Next on line 14 we have something which we haven't seen before.
We've got the declaration local space hyphen n and it's creating a variable called result
and this holds the name of the variable external to the function which will receive the result
of parsing the expression.
Now using this hyphen n option makes it a name ref and a name ref is a reference to another variable.
I've chopped the definition from the the bash manual quoted it here.
Whenever the name ref variable is referenced it says,
referenced or assigned to unsaid or has its attributes modified,
the operation is actually performed on the variable specified by the name ref variables value.
A name ref is commonly used within shell function to refer to a variable whose name is passed
as an argument to the function.
Now there's more to talk about with regard to name ref variables.

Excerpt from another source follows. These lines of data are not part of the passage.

PR #1047, opened 2020-05-01
Fix API documentation example

davazp:
The input example was causing mdx API to fail with the current version. Additionally, I updated the output to resemble better the current output, with the user defined export in there.


johno:
Thanks!

PR #1077, opened 2020-05-20
[WIP] MDX V2

johno:
This is a WIP, see https://github.com/mdx-js/mdx/issues/1041 for details.


jaredpalmer:
Can you cut a next.9 release? I think I am blocked by https://github.com/mdx-js/mdx/issues/1081 which I think is making MDX confused / prevents using remark transforms looking for curly braces. In my case, I have plugin to allow for custom heading ids by writing `{#custom-id}` after a heading. Right, now MDX is confused because it thinks that it is private class property.

wooorm:
@jaredpalmer I don’t think cutting a release solves that. That is a private class prop to MDX@next.
Why not do `<h1 myprop="whatever">text</h1>`?

jaredpalmer:
If that's the case then v2 will break any site with `gatsby-remark-autolink-headings` which supports this syntax if you add the `enableCustomId` flag:

```mdx
## Custom Heading {#my-custom-id}

// ... becomes

<h2 id="my-custom-id">Custom Heading</h2>
```

I am working on an existing site that is using css to style markdown and don't have control over the heading the components.

wooorm:
> If that's the case then v2 will break any site with gatsby-remark-autolink-headings which supports this syntax if you add the enableCustomId flag:

That is correct. But you’re getting JS expressions in return.

> I am working on an existing site that is using css to style markdown and don't have control over the heading the components.

I don’t understand this sentence. Are you saying you cannot edit the MDX file?

jaredpalmer:
I figured it out. Sorry for blowing up this issue. It appears that the regex sniffing for the custom curly syntax needed to be adjusted to remove the curly braces.

```diff
const last = node.children[node.children.length - 1];
// This regex matches to preceding spaces and {#custom-id} at the end of a string.
// Also, checks the text of node won't be empty after the removal of {#custom-id}.
- const match = /^(.*?)\s*\{#([\w-]+)\}$/.exec(toString(last));
+ const match = /^(.*?)\s*#([\w-]+)$/.exec(toString(last));
```

wooorm:
Oh good, and no problem!

Could you clarify your comment so that it described where this change should be made (it looks like somewhere in gatsby? 🤔), which might be useful for other folks stumbling on it?

To add: this might again break. Expressions are becoming a first class citizen in MDX, and with it comes that they must contain valid JavaScript expression. Fwiw, Gatsby knows about this: https://github.com/gatsbyjs/gatsby/discussions/25068

wooorm:
For folks finding this: the `next` branch is now the `main` (and default) branch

I plan to do and more about these in other bash episodes further on.
So we'll leave it to that now but the basics of it are that you hand in the name of a variable
and the function then goes through this name ref variable in order to access that external variable.
It's a type of redirection if that means anything to you.
Line 16 there are some other variables local to the function which are declared here.
And in this case exit code one of the variables is given an initial value of zero.
Now on line 21 there's an expression in which range is being processed and saved back into itself,
the range variable and along the way its entire space is all spaces are being removed.
Now I did talk about this way back when in one of the bash series that I've done.
I can't remember if I've referenced it in this particular show but look back through some of my
bash shows if you want to dig deeply into what that actually means. Now it works.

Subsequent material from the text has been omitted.